Jusqu’à présent, les travaux menés chez les sujets alcoolodépendants ont surtout analysé le gène codant pour le transporteur de la sérotonine. Si l’on peut s’interroger sur le nombre non négligeable de résultats négatifs concernant l’association des polymorphismes de ce gène avec divers phénotypes directement ou indirectement liés à l’alcoolodépendance, on doit relever certains résultats significatifs suggérant une augmentation du risque chez les sujets porteurs de l’allèle S du gène codant pour le transporteur de la sérotonine. L’amplitude relativement modérée de cet effet (+ 31 %) suffit probablement à expliquer pourquoi des études négatives ont également été rapportées.

Par ailleurs, le fait que l’allèle S de vulnérabilité à l’alcoolodépendance du gène codant pour le transporteur de la sérotonine soit aussi associé à la dépendance au tabac et à la cocaïne (indépendamment de l’alcool) souligne combien est important le concept d’addiction, au-delà de toute dépendance à une substance spécifique. Le poids modéré de l’héritabilité de l’alcoolodépendance, la diversité des gènes impliqués et la complexité des entités « alcoolodépendance » et « addiction » expliquent pour une grande part l’hétérogénéité des résultats publiés jusqu’à présent.

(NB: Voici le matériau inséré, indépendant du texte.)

PR #1169, opened 2020-01-30
Add hover text with VUID to html

krOoze:
hovertext

### DIFF
--- a/scripts/genanchorlinks.py
+++ b/scripts/genanchorlinks.py
@@ -25,7 +25,7 @@ def genAnchorLinks(in_file, out_file):
 		print('Error: File %s does not exist.' % in_file)
 		sys.exit(2)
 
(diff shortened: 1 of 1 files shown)


oddhack:
We're having some internal discussion about maybe imbedding the VUID names as visible text for searchability. Putting this on hold while we decide a way forward.

krOoze:
@oddhack That seems bit too spammy to me.
With https://stackoverflow.com/questions/25512436/searching-for-text-ctrlf-across-hidden-spans it should be possible to make a hidden full-text search trap. Additionally the VUIDs should be indexed in the chunked search box, and the search box should be inplemented for single-page too.

oddhack:
I have suggested that as well. There are a lot of incompatible opinions on the goal of making it possible for validation layer error reports to land on useful surrounding spec context in reasonable amounts of time.

I discovered the hidden text search thing by accident while searching for something else and eventually realized I was landing on hidden latexmath source markup.

PR #1182, opened 2020-02-17
Refer to attachments instead of attachment references

krychu:
Should the description refer to attachments rather than attachment references? I suspect that two RenderPasses are not compatible if their attachments are different but references inside Subpasses still happen to be the same.

### DIFF
--- a/chapters/renderpass.txt
+++ b/chapters/renderpass.txt
@@ -2602,8 +2602,8 @@ If the arrays are of different lengths, attachment references not present in
 the smaller array are treated as ename:VK_ATTACHMENT_UNUSED.
 
 Two render passes are compatible if their corresponding color, input,
-resolve, and depth/stencil attachment references are compatible and if they
-are otherwise identical except for:
+resolve, and depth/stencil attachments are compatible and if they are
+otherwise identical except for:
 
   * Initial and final image layout in attachment descriptions
   * Load and store operations in attachment descriptions


krOoze:
I am afraid it probably does not work that way. References have to be compatible for the render passes to be compatible. At least the whole chapter revolves around that.

As for attachments themselves, there is:

> Two render passes are compatible [...] if they are otherwise identical

krychu:
> Two render passes are compatible if their corresponding color, input, resolve, and depth/stencil attachment references are compatible and if they are otherwise identical [...]

Reading this was a bit confusing to me for the following reasons:
- It's not clear what a "render pass' corresponding attachment reference" is. Render pass doesn't include references; only via subpasses where to correspondence is between a reference and an attachment.
- Assuming that the above sentence is correct we need to assume it refers to attachment references within subpasses. But then the meaning of compatibility of attachment references between two render passes is not clear, imho. Does it mean two render passes must have the same number of subpasses, all with exactly the same references? Or one render pass can have a subset of subpasses, all with exactly the same references? Or one render pass can have a subset of subpasses with a subset of references, all with exactly the same references?

krOoze:
> It's not clear what "the render pass' corresponding attachment references" are.

Very likely "corresponding" means "at the same index in the array".

> Assuming that the quoted sentence is correct we need to assume it refers to attachment references within subpasses.

Yes, I am assuming just that. Otherwise the whole chapter would need a rewrite as a whole, because it seems to assume that also.

> Does it mean two render passes must have the same number of subpasses, all with exactly the same references?

I would think so, except the special case stated in the chapter.

krychu:
This makes sense yes. I've read the spec section a couple of times now after this convo and I think it's indeed clear. @krOoze thanks for your time, I'll close the ticket now.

C’est cependant par l’analyse de l’impact, même modéré, de gènes impliqués dans une maladie aussi complexe que l’alcoolodépendance que la génétique peut contribuer à une meilleure compréhension des mécanismes étiopathogéniques intégrant à la fois le concept d’une vulnérabilité stable et héritée et la rencontre instable et évolutive entre un sujet et une substance addictive. On peut envisager que la connaissance de plus en plus élaborée de dimensions tempéramentales comme la recherche de sensation et l’impulsivité, et le développement de modèles animaux de plus en plus pertinents, révèleront de nouveaux gènes candidats véritablement impliqués dans l’alcoolodépendance. La recherche d’antécédents familiaux chez des sujets alcoolodépendants, évaluation indirecte des facteurs génétiques, fait partie de l’investigation systématique dans la prise en charge de malades alcoolodépendants. Un âge de début plus précoce, une tolérance initiale plus forte et des liens plus indirects avec dépression et anxiété font partie des caractéristiques de cette sous-population de sujets alcoolodépendants.